Billa_Billa <- format_weather(
x = Billa_Billa,
POSIXct_time = "local_time",
temp = "mean_daily_temp",
ws = "ws",
wd_sd = "wd_sd",
rain = "rain_mm",
wd = "wd",
station = "location",
time_zone = "Australia/Brisbane",
lon = "lon",
lat = "lat"
)
A function, trace_asco()
, is provided to simulate the spread of Ascochyta blight in a chickpea field over a growing season.

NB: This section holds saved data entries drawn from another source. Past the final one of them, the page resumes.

PR #764, opened 2023-08-14
Refactor torii crates

tarrencev:
@broody @kariy @shramee this is a rough attempt at refactoring torii crates to a similar layout to katana.

The idea is basically:
- Extract interfaces (graphql / grpc) to their own crate
- Have `core` lib with `storage` and `provider` interfaces 
- `engine` crate with full sync and partial sync engines
- `client` crate for native client
- `client-wasm` for wasm client
- `server` with http server

Then use cargo features to compose the different functionality. For the wasm binary, we can build versions with different storage / providers and create like `torii_client_wasm_rpc_sqlite`

What do you guys think of this approach?


crates/torii/Cargo.toml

# Predict Ascochyta blight spread for the year 2020 at Billa Billa
traced <- trace_asco(
weather = Billa_Billa,
paddock_length = 20,
paddock_width = 20,
initial_infection = "2020-07-17",
sowing_date = "2020-06-04",
harvest_date = "2020-10-27",
time_zone = "Australia/Brisbane",
seeding_rate = 40,
gp_rr = 0.0065,
spores_per_gp_per_wet_hour = 0.6,
latent_period_cdd = 150,
primary_inoculum_intensity = 100,
primary_infection_foci = "centre"
)
You can easily get summary statistics for the whole paddock over the simulated season and area under the disease progress curve, AUDPC, using summarise_trace()
.
summarise_trace(traced)
## i_day new_gp susceptible_gp exposed_gp infectious_gp i_date day
## 1: 1 16000 16000 0 0 2020-06-04 156
## 2: 2 1200 17200 0 0 2020-06-05 157
## 3: 3 1200 18400 0 0 2020-06-06 158
## 4: 4 1600 20000 0 0 2020-06-07 159
## 5: 5 2000 22000 0 0 2020-06-08 160
## ---
## 143: 143 400 1991999 0 734 2020-10-24 298
## 144: 144 0 1991999 28 734 2020-10-25 299
## 145: 145 0 1991999 28 734 2020-10-26 300
## 146: 146 1 1992000 28 734 2020-10-27 301
## 147: 147 0 1992000 28 734 2020-10-28 302
## cdd cwh cr gp_standard AUDPC
## 1: 0.00000 0 0.0 40 49393
## 2: 10.74583 0 0.0 43 49393
## 3: 22.84583 0 0.0 46 49393
## 4: 35.41042 0 0.0 50 49393
## 5: 49.38958 1 0.6 55 49393
## ---
## 143: 2133.81645 65 76.2 4980 49393
## 144: 2154.64770 73 94.4 4980 49393
## 145: 2176.49562 73 94.4 4980 49393
## 146: 2195.63104 73 94.4 4980 49393
## 147: 2215.57687 74 97.0 4980 49393
Please note that the ascotraceR project is released with a Contributor Code of Conduct. By contributing to this project, you agree to abide by its terms.